# Similarities: Russia and Canada



## Intoxication (Jul 24, 2005)

1. Cold
2. Occupy a large Area
3. Part of G8
4. On relatively same latitudes.


----------



## auckland16 (Nov 13, 2006)

Brad said:


> Both Canadians and Russians love Americans


I don't think so that canadians love usa :bash:


----------



## Küsel (Sep 16, 2004)

Brad said:


> both countries have the biggest territories.


"We're the second largest country
On this planet Earth
And if Russia
Keeps on shrinking
Then soon we'll be first
(as long as we keep Quebec)"


----------



## Zaki (Apr 16, 2005)

Xäntårx said:


> Except Ontario.


lol actually i wouldn't mind a free an independant ontario. the other provinces have been mooching off ontario and toronto for far too long without us getting anything but their cockyness and hate in return. FREE ONTARIO!!!! 

btw plz dont go all serious on this and start posting crap.


----------



## oliver999 (Aug 4, 2006)

both all like alcohole?


----------



## oliver999 (Aug 4, 2006)

auckland16 said:


> I don't think so that canadians love usa :bash:


seems no reason canadians dislike american, but i do have heard some talk about that. i dont know why.


----------



## ssiguy2 (Feb 19, 2005)

Kuesel said:


> The make up together most of the area between 45 and 90 degrees north or the like and therefore have a very similar clime, vegetation belts and fauna
> 
> Corn chambers with endless fields and a bit boring big cities in the middle of the steppes and taigas.
> 
> ...


Boring cities............I don't think so. Canada has some of the most dynamic cities on the planet, and most liveable. 
Montreal with its French flair, style, and wicked nightlife. Toronto is THE most cosmopoliatan city in the world according to the UN and if you have ever been you would beleive it. Toronto' restaurants, shopping with an incredible variety of all kinds.Montreal has the biggest comedy festival in the world and a jazz festival that is by far the largest in NA.
Toronto has the worlds largest Caribean festival in the world after Kingston........attended by nearly 2 million a year. Second largest film festival in the world, second only to Cannes. Third largest theatre scene in the english speaking world. Fantastic night life. Largest gay pride parade in the wold with 900,000 attendees.
Vancouver, incredible situation with mountains and sea as a backdrop.
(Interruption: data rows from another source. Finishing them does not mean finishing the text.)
PR #90, opened 2018-07-09
Fix Postgres dependency version typo and make maven and gradle versio…

anuraaga:
…ns consistent.


README.md
```diff
@@ -84,7 +84,7 @@ When specifying the JDBC connection URL, add the additional parameters:
 | Property         | Value         |
 | ---------------- | ------------- |
 | socketFactory    | com.google.cloud.sql.postgres.SocketFactory |
-| socketFactoryArg | The instance connection name (found on the instance details) |
```
kurtisvg: This is actually correct as is - the Postgres JDBC driver doesn't have access to all the properties like the the mysql-connector-j driver does. See the [driver documentation](https://jdbc.postgresql.org/documentation/head/connect.html) and our [page](https://cloud.google.com/appengine/docs/standard/java/cloud-sql/using-cloud-sql-postgres) on Postgres JDBC urls.

anuraaga: Yeah but this section is for MySQL - the next one is for postgres which I left unchanged

kurtisvg: You're right, my mistake!

PR #97, opened 2018-08-06
Use built in base64 to allow use on jdk9+

marshallpierce:
`javax.xml.bind.DatatypeConverter` is not available out of the box on modularized JVMs, but since this project is already targeting 1.8, we can use `java.util.Base64` which was introduced then.

I also updated a few maven plugins so the build wouldn't die on current JDKs.


marshallpierce:
I signed it!

PR #103, opened 2018-09-25
Update README.md

sergei-ivanov:
Added firewall configuration notes. It appears that the socket factory attempts to connect to port 3307 on the Cloud SQL instance, but that is not documented anywhere and is not obvious at all. The port number is currently hard-coded as a constant: `com.google.cloud.sql.core.SslSocketFactory.DEFAULT_SERVER_PROXY_PORT` and it took me a while to find it. I hope that the proposed documentation will make troubleshooting easier for other people.

### DIFF
--- a/README.md
+++ b/README.md
@@ -123,20 +123,7 @@ SocketFactory to connect with an instance's associated private IP. Default value
 
 ### Firewall configuration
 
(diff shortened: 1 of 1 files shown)


kurtisvg:
@sergei-ivanov Thanks for pointing this out - I agree it should be documented. I've tweaked the phrasing a little for brevity. Would you check it over to make sure I didn't leave anything out?

sergei-ivanov:
@kurtisvg LGTM, thanks for editing it!

PR #107, opened 2018-11-08
Support new SocketFactory API in mysql-connector-java 8.0.13.

anuraaga:
mysql-connector-java 8.0.13 introduced a major backwards incompatible change in the `SocketFactory` API. This makes sure the cloud SocketFactory implements both old and new APIs.

```
Exception in thread "main" java.lang.AbstractMethodError: Receiver class com.google.cloud.sql.mysql.SocketFactory does not define or inherit an implementation of the resolved method abstract connect(Ljava/lang/String;ILcom/mysql/cj/conf/PropertySet;I)Ljava/io/Closeable; of interface com.mysql.cj.protocol.SocketFactory.
	at com.mysql.cj.protocol.a.NativeSocketConnection.connect(NativeSocketConnection.java:65)
	at com.mysql.cj.NativeSession.connect(NativeSession.java:152)
	at com.mysql.cj.jdbc.ConnectionImpl.connectOneTryOnly(ConnectionImpl.java:955)
	at com.mysql.cj.jdbc.ConnectionImpl.createNewIO(ConnectionImpl.java:825)
	at com.mysql.cj.jdbc.ConnectionImpl.<init>(ConnectionImpl.java:455)
	at com.mysql.cj.jdbc.ConnectionImpl.getInstance(ConnectionImpl.java:240)
	at com.mysql.cj.jdbc.NonRegisteringDriver.connect(NonRegisteringDriver.java:207)
	at com.zaxxer.hikari.util.DriverDataSource.getConnection(DriverDataSource.java:136)
	at com.zaxxer.hikari.pool.PoolBase.newConnection(PoolBase.java:369)
	at com.zaxxer.hikari.pool.PoolBase.newPoolEntry(PoolBase.java:198)
	at com.zaxxer.hikari.pool.HikariPool.createPoolEntry(HikariPool.java:467)
	at com.zaxxer.hikari.pool.HikariPool.checkFailFast(HikariPool.java:541)
	at com.zaxxer.hikari.pool.HikariPool.<init>(HikariPool.java:115)

```

I verified the change on the three GA releases, 8.0.11, 8.0.12, and 8.0.13.

I ran into a strange behavior of Java, I believe, where previously it was fine to implicitly implement a method that returns `<T extends Closeable> T` with a method that returns `Socket`, but from what I can tell it only works when compiling a class that actually implements the interface (guess Java generates bytecode for the concrete and `Closeable` version when it sees such an interface override). Now that the method stopped having an interface method it was implementing, such a helper wasn't generated and I couldn't get the new code to run on `8.0.11` until changing the signature from `Socket` to `<T extends Closeable> T`. Since this is actually closer to the definition in `8.0.11`, it is a compatible change.

### DIFF
--- a/connector-j-8/pom.xml
+++ b/connector-j-8/pom.xml
@@ -21,7 +21,7 @@
         <dependency>
             <groupId>mysql</groupId>
             <artifactId>mysql-connector-java</artifactId>
-            <version>8.0.11</version>
+            <version>8.0.13</version>
             <scope>provided</scope>
         </dependency>
         <dependency>
--- a/connector-j-8/src/main/java/com/google/cloud/sql/mysql/SocketFactory.java
+++ b/connector-j-8/src/main/java/com/google/cloud/sql/mysql/SocketFactory.java
@@ -19,9 +19,11 @@ package com.google.cloud.sql.mysql;
 import static com.google.common.base.Preconditions.checkArgument;
 
 import com.google.cloud.sql.core.SslSocketFactory;
+import com.mysql.cj.conf.PropertySet;
 import com.mysql.cj.protocol.ServerSession;
 import com.mysql.cj.protocol.SocketConnection;
 
+import java.io.Closeable;
 import java.io.File;
 import java.io.IOException;
 import java.net.Socket;
@@ -44,7 +46,14 @@ public class SocketFactory implements com.mysql.cj.protocol.SocketFactory {
   private Socket socket;
 
   @Override
-  public Socket connect(String host, int portNumber, Properties props, int loginTimeout) throws IOException {
+  public <T extends Closeable> T connect(String host, int portNumber, PropertySet props, int loginTimeout)
+      throws IOException {
+    return connect(host, portNumber, props.exposeAsProperties(), loginTimeout);
+  }
+
+  // This is the API before mysql-connector-java 8.0.13
+  public <T extends Closeable> T connect(String host, int portNumber, Properties props, int loginTimeout)
+      throws IOException {
     String instanceName = props.getProperty("cloudSqlInstance");
     checkArgument(
             instanceName != null,
@@ -74,7 +83,9 @@ public class SocketFactory implements com.mysql.cj.protocol.SocketFactory {
               props.getProperty("ipTypes", SslSocketFactory.DEFAULT_IP_TYPES));
       this.socket = SslSocketFactory.getInstance().create(instanceName, ipTypes);
     }
-    return this.socket;
+    @SuppressWarnings("unchecked")
+    T castSocket = (T) this.socket;
+    return castSocket;
   }
 
 


kurtisvg:
Hey @anuraaga, thanks for the PR. 

Could you present a link to the connector notes where this change is discussed? I wasn't able to find anything with a quick search.

Would you also expand on the `<T extends Closeable> T` vs `Socket` change? I'm not quite sure what you mean by "the method stopped having an interface method it was implementing, such a helper wasn't generated". Could you provide a little more explanation on what is happening and why this change is necessary?

anuraaga:
Oops sorry had meant to link to this commit.

https://github.com/mysql/mysql-connector-j/commit/3f44adb9bbf6d53528294e0668874724df8edd4e#diff-a8538d4116e1db5fe21f876c58fc1360

Unfortunately don't know of any other discussion besides it.

Also sorry for the poor explanation of `T extends Closeable` and `Socket` - TBH I'm not totally sure either. What I found was when compiling vs 8.0.13, even though the old method was completely unchanged, 8.0.12 could not find the method at runtime - changing the return type to be exactly the same as in 8.0.12, `T extends Closeable`, fixed it. I can only presume that javac generates code differently when a method "partially matches" an interface method compared to when the method is defined by itself, but it's behavior I've never heard of before.

lesv:
Surprised the folks at Oracle didn't mention this in the release notes.  It would be nice if they had, or at least mentioned it somewhere explicitly.

Make sure to test w/ Java 7, Java 8, Java 9, Java 10, and Java 11.  You can do a `mvn install` then reference the `-SNAPSHOT` in your sample pom.xml. 

I'm a bit concerned as PropertySet w/ introduced in Java 10.  But we'll need to adopt something like this PR before we support Java 11.

lesv:
[8.0.13](https://dev.mysql.com/doc/relnotes/connector-j/8.0/en/news-8-0-13.html) or [8.0.12](https://dev.mysql.com/doc/relnotes/connector-j/8.0/en/news-8-0-12.html) release notes don't mention it.

Though the 8.0.12 notes say:

**Name change of the com.mysql.jdbc.SocketFactory interface to com.mysql.cj.api.io.SocketFactory caused backward incompatibility for older Connector/J applications. The old interface has now been reimplemented to avoid the incompatibility. (Bug #25223137, Bug #84099)**

lesv:
[#84099](https://bugs.mysql.com/bug.php?id=84099) doesn't appear to be related.

anuraaga:
Oh gosh - thanks for the find. When getting ready to upgrade to mysql 8, I tried first with the RC and found it had a new `SocketFactory` API and implemented mysql-socket-factory-connector-j-8 to be ready for it. It didn't occur to me at all that with `8.0.11`, it might be possible to just use the old `SocketFactory`. I confirmed that all GA versions of mysql-connector-java, 8.0.11, 8.0.12, and 8.0.13 work with the vanilla mysql-socket-factory.

I'm sorry for unnecessarily forking the factory and causing maintenance headaches :( I have sent #108 as a proposal for cleaning up the README to reflect the situation.

kurtisvg:
@anuraaga - No need to apologize for forking. In fact, I think remove the other artifacts might be premature at this point. According to [#84099](https://bugs.mysql.com/bug.php?id=84099) it looks like the older interface wasn't implemented until `8.0.11`, so it might still be necessary for anyone using the older versions of the driver. 

I'll discuss this with a few people and follow up on #108 to see if we want to completely remove the newer version or possibly keep it until we move our target goal to 8.x+.

anuraaga:
Thanks @kurtisvg - I feel as if versions before 8.0.11, all of which were either developer preview or RC versions, shouldn't expect much longer maintenance but look forward to hearing what you all think :)

anuraaga:
@kurtisvg As discussed in #108 I went ahead and reponed this so the factory can support the API in 8.0.13

kurtisvg:
Thanks Les - this is for the j8 connector only, so I think that is the only version we need to be concerned about.

kurtisvg:
@anuraaga Sorry this took so long for me to get too. Thanks again - your work is very much appreciated.

PR #108, opened 2018-11-09
Remove connector-j-6/8 flavors of the factory as the vanilla version …

anuraaga:
…works with all GA versions of the connector.

During the conversation in #107 I found that the vanilla version of the factory can support all GA versions of mysql-connector-java. So it doesn't make sense to keep the `j-8` flavor of the connector. As GA 8.x has been around for a while, it also seems like a good time to remove `j-6` to make the docs clear.


kurtisvg:
Hey so to follow up on this, we are going to undergo a formal deprecation for the j5 and j6 versions of the library. While the j5 version of the library is still compatible with the j8 version, aiming for the most recent version of the interface could potentially be beneficial. 

So at some point in the near future, we will mark the j5 and j6 versions as deprecated, and after a 1 year period remove them from the library. As such, I'm going to go ahead and close this PR, but thanks for taking the time to surface this issue with this PR and #107 - it's much appreciated.

anuraaga:
Thanks - this makes sense. But does it mean I should reopen #107? Without that change, if j5 were deprecated there would be no non-deprecated version of the factory that works with 8.0.13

Largest urban downtown park in NA.


----------



## Maxagual (May 20, 2006)

extremely cold  epper:


----------



## Küsel (Sep 16, 2004)

ssiguy2 said:


> Boring cities............I don't think so. Canada has some of the most dynamic cities on the planet, and most liveable.


I was talking about the cities in the PRAIRIES and steppes, which definitly doesn't include Ontaria, Quebec or Vancouver  as well as not Moscow or St.Petersburg!


----------



## kevinb (Jan 30, 2006)

Kuesel said:


> "We're the second largest country
> On this planet Earth
> And if Russia
> Keeps on shrinking
> ...


What do you mean? Russia today is not anymore USSR or the CIS. No mini-republics are under Russia's jurisdiction.


----------



## Küsel (Sep 16, 2004)

It's a song by the Arrogant Worms and a JOKE :cheers:
I am not even Canadian and was never there, but in Russia


----------



## monkeyronin (May 18, 2006)

Hey, no one's mentioned the abundance of highrise "commieblocks"


----------



## Brad (May 19, 2006)

kevinb said:


> Russia today is not anymore USSR or the CIS. No mini-republics are under Russia's jurisdiction.
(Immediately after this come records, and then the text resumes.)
Issue #110, opened 2018-12-14
Update App Engine detection for new Java Standard GAE runtime 


ludoch:
We are working on a newer Java Standard GAE runtime, without the compat layer...
In this execution env, "com.google.appengine.runtime.environment" is not set at all. only GAE_ENV
So
https://github.com/GoogleCloudPlatform/cloud-sql-jdbc-socket-factory/blob/master/connector-j-8/src/main/java/com/google/cloud/sql/mysql/SocketFactory.java#L57

does not work.
We are currently forced to use the undocumented CLOUD_SQL_FORCE_UNIX_SOCKET env var to make it work.

ludoch:
In this new GAE Standads Java env com.google.appengine.runtime.environment is neither set to true or false
In the existing GAE Java8 Standard env, it is either set to true or to false.

kurtisvg:
The `CLOUD_SQL_FORCE_UNIX_SOCKET` env var is documented in the project's [README](https://github.com/GoogleCloudPlatform/cloud-sql-jdbc-socket-factory/blob/master/README.md#connection-via-unix-sockets).

Moving forward, what is the preferred method for detecting if the SF is executing in this new environment?

ludoch:
String gaeEnv = System.getenv("GAE_ENV");

is still "standard"

    String runEnv = System.getProperty("com.google.appengine.runtime.environment");

should be null in this environment (so neither prod nor dev).

kurtisvg:
Offline info + some summary on this:

We can detect the new environment when `GAE_ENV="standard"` and `GAE_RUNTIME="java11"`. 

We should be able to support both versions with the following logic: 
`GAE_ENV == "standard"` and either `com.google.appengine.runtime.environment == "Production"` or `GAE_RUNTIME == "java11"`

PR #116, opened 2019-01-18
Updated GAE check for Java11 compatibility.

kurtisvg:
Addressed #110.

I've confirmed this works on Java 8 GAE env - @ludoch can you verify it works for the new runtime?

### DIFF
--- a/connector-j-5/src/main/java/com/google/cloud/sql/mysql/SocketFactory.java
+++ b/connector-j-5/src/main/java/com/google/cloud/sql/mysql/SocketFactory.java
@@ -35,6 +35,7 @@ import jnr.unixsocket.UnixSocketChannel;
  * <p>The heavy lifting is done by the singleton {@link SslSocketFactory} class.
  */
 public class SocketFactory implements com.mysql.jdbc.SocketFactory {
+
   private static final Logger logger = Logger.getLogger(SocketFactory.class.getName());
   private static final String CloudSqlPrefix = "/cloudsql/";
 
@@ -84,7 +85,7 @@ public class SocketFactory implements com.mysql.jdbc.SocketFactory {
 
   // TODO(kurtisvg) move this check into a shared class
   // Returns @{code true} if running in a Google App Engine Standard runtime.
-  private boolean runningOnGaeStandard(){
+  private boolean runningOnGaeStandard() {
     // gaeEnv="standard" indicates standard instances
     String gaeEnv = System.getenv("GAE_ENV");
     // runEnv="Production" requires to rule out Java 8 emulated environments
@@ -92,6 +93,7 @@ public class SocketFactory implements com.mysql.jdbc.SocketFactory {
     // gaeRuntime="java11" in Java 11 environments (no emulated environments)
     String gaeRuntime = System.getenv("GAE_RUNTIME");
 
-    return "standard".equals(gaeEnv) && ("Production".equals(runEnv) || "java11".equals(gaeRuntime));
+    return "standard".equals(gaeEnv) && ("Production".equals(runEnv) || "java11"
+        .equals(gaeRuntime));
   }
 }
--- a/connector-j-5/src/main/java/com/google/cloud/sql/mysql/SocketFactory.java
+++ b/connector-j-5/src/main/java/com/google/cloud/sql/mysql/SocketFactory.java
@@ -54,15 +54,15 @@ public class SocketFactory implements com.mysql.jdbc.SocketFactory {
 
     // If running on GAE Standard, connect with unix socket
     if (forceUnixSocket || runningOnGaeStandard()) {
-      logger.info(String.format(
-          "Connecting to Cloud SQL instance [%s] via unix socket.", instanceName));
-      UnixSocketAddress socketAddress = new UnixSocketAddress(
-          new File(CloudSqlPrefix + instanceName));
+      logger.info(
+          String.format("Connecting to Cloud SQL instance [%s] via unix socket.", instanceName));
+      UnixSocketAddress socketAddress =
+          new UnixSocketAddress(new File(CloudSqlPrefix + instanceName));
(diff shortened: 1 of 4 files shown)


connector-j-6/src/main/java/com/google/cloud/sql/mysql/SocketFactory.java
```diff
@@ -85,4 +81,17 @@ public Socket beforeHandshake() {
   public Socket afterHandshake() {
     return socket;
   }
+
```
netdpb: Remove this extra blank line. Do you use google-java-format? It's a good idea.

connector-j-6/src/main/java/com/google/cloud/sql/mysql/SocketFactory.java
```diff
@@ -85,4 +81,17 @@ public Socket beforeHandshake() {
...
+
+  // Returns True if running in a Google App Engine Standard runtime, otherwise False.
```
netdpb:
```suggestion
  /** Returns {@code true} if running in a Google App Engine Standard runtime, otherwise {@code false}. */
```

I know it's private, but if you're going to document what the method does you might as well use Javadoc. Also, you could probably skip "otherwise false" since that's implied.

connector-j-8/src/main/java/com/google/cloud/sql/mysql/SocketFactory.java
```diff
@@ -102,4 +98,16 @@ public Socket performTlsHandshake(SocketConnection socketConnection, ServerSessi
 
   @Override
   public void afterHandshake() {}
+
+  // Returns True if running in a Google App Engine Standard runtime, otherwise False.
+  private boolean runningOnGaeStandard(){
```
netdpb: Is there anywhere common you could put this method, maybe as a static method, instead of copying it three times?

kurtisvg: The only place that I'm aware of would be in the core module. We could add a new class to hold helpers, or add it in the SslSocketFactory (but I'm not sure it makes sense there). What are your thoughts?

netdpb: Do these modules already depend on the core module? If so, that sounds like the right place. I think it makes sense to add it to a new class. I usually prefer class names that describe the class rather than "helper". This is about the runtime environment, right, so how about a class called `Environment`?

kurtisvg: Yes, all 4 depend on the core module. I think it would be best to handle this in a separate PR, and perhaps consider moving more of the guts of the connect methods to a shared class as well. I'll add it as an action item to the doc.

connector-j-6/src/main/java/com/google/cloud/sql/mysql/SocketFactory.java
kurtisvg: Done.

connector-j-6/src/main/java/com/google/cloud/sql/mysql/SocketFactory.java
kurtisvg: Yes, but there are a few other violations so I've avoided using it up until this point. I was planning on adding a check with the check-style plugin as well.

kurtisvg: I've updated the 4 SocketFactory files, but will push the update to core to a different PR.

connector-j-5/src/main/java/com/google/cloud/sql/mysql/SocketFactory.java
```diff
@@ -83,15 +83,17 @@ public Socket afterHandshake() {
     return socket;
   }
 
-  // Returns True if running in a Google App Engine Standard runtime, otherwise False.
-  private boolean runningOnGaeStandard(){
+  // TODO(kurtisvg) move this check into a shared class
+  // Returns @{code true} if running in a Google App Engine Standard runtime.
```
netdpb: You need `/** ... */` for it to be Javadoc.

And for code snippets it's `{@code true}`.

connector-j-5/src/main/java/com/google/cloud/sql/mysql/SocketFactory.java
```diff
@@ -84,14 +85,15 @@ public Socket afterHandshake() {
...
+  private boolean runningOnGaeStandard() {
     // gaeEnv="standard" indicates standard instances
     String gaeEnv = System.getenv("GAE_ENV");
     // runEnv="Production" requires to rule out Java 8 emulated environments
     String runEnv = System.getProperty("com.google.appengine.runtime.environment");
     // gaeRuntime="java11" in Java 11 environments (no emulated environments)
     String gaeRuntime = System.getenv("GAE_RUNTIME");
 
-    return "standard".equals(gaeEnv) && ("Production".equals(runEnv) || "java11".equals(gaeRuntime));
+    return "standard".equals(gaeEnv) && ("Production".equals(runEnv) || "java11"
```
netdpb: This doesn't look like it was formatted by [google-java-format](https://github.com/google/google-java-format). That's available as an IntelliJ plugin as well as a command-line tool.

Generally we apply it in the mode where it only affects lines that were already touched in a PR, in order to avoid extraneous changes, unless there's a reformat-only PR. But it's up to you.

kurtisvg: Ok, I believe I've run the correct one now. (I apparently only had it enabled for g3 files)

connector-j-5/src/main/java/com/google/cloud/sql/mysql/SocketFactory.java
kurtisvg: My mistake, fixed.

Many. Chechen republic for instance. (I mention it because probably everybody knows it)
Many nationalities live in Russia, many of them have their own republics. That's why the full name is Russian Federation.
PS Russia is a smaller USSR , but not soviet socialist


----------



## samsonyuen (Sep 23, 2003)

love of hockey!


----------



## Canadian Chocho (May 18, 2006)

These:


----------



## jmancuso (Jan 9, 2003)

hockey


----------



## luv2bebrown (Nov 4, 2004)

my daddy can kick your daddy's ass!^^


----------



## Plumber73 (Mar 3, 2005)

Grumpy old ladies in fur hats, though I'm sure Russia has way more.



oliver999 said:


> both all like alcohole?


We're not any different than other countries in this regard. Hmmm... Russian Vodka or Canadian Whisky?


----------



## ♣628.finst (Jul 29, 2005)

Kuesel said:


> I was talking about the cities in the PRAIRIES and steppes, which definitly doesn't include Ontaria, Quebec or Vancouver  as well as not Moscow or St.Petersburg!
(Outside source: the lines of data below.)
PR #122, opened 2019-01-25
Enforce google-style-format and added checkstyle check for CI testing. 

kurtisvg:


connector-j-5/src/main/java/com/google/cloud/sql/mysql/SocketFactory.java
```diff
@@ -28,6 +28,7 @@
 import jnr.unixsocket.UnixSocketAddress;
 import jnr.unixsocket.UnixSocketChannel;
 
+
```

The Prairies is not boring for me. 

Vancouver is too vibrant and busy--- never the best city for living.


----------



## CrazyCanuck (Oct 9, 2004)

Both can drink you under the table.


----------



## Brad (May 19, 2006)

del


----------



## Brad (May 19, 2006)

feverwin said:


> Have you ever heard any racistic event happened in China? You know that? Race discrimination belongs to the white...


You probably don't remember what takes place in Tibet. It looks like more genocide than descrimination



feverwin said:


> It happens all in western countries where the white dominate! Have you heard these news in Africa?


Whites leave South Africa now. They feel black racism.


----------



## kentan8 (Oct 7, 2004)

Racism is alive and well in China. China is a very diverse country, not only are there cultural and language differences, they can actually look very different. Many jokes were told of each other of their accents, appearances etc. As a Chinese myself, I hate to say that Chinese people are up there as one of the most racist peoples around... just think of what '******' means (among many other colourful slangs for other ethnic groups).


----------



## monkeyronin (May 18, 2006)

feverwin said:


> I don't want to fight with dumb guy as you... And CHIna is not a homogeneous nation! SHe has at least 56 ethnic groups include Korean, Muslims, Tibetan, Mogolian, Manchu, Russia, Turkish people... I can't believe you are so ignorant, at least you should know place like Tibet, Xinjiang, Inner Mongol.... Not a single place in CHina is 100% one race... :lol: :lol:


But the thing is in China, most everyone is Chinese. there are not too many foreigners, unlike in Canada were 20-25% of the population is foreign born, and includes people of every race from every country imaginable.



Kuesel said:


> Seriously: I think it's maybe crap, maybe just media manipulation, but Canadian and Russian fear of Chinese immigration...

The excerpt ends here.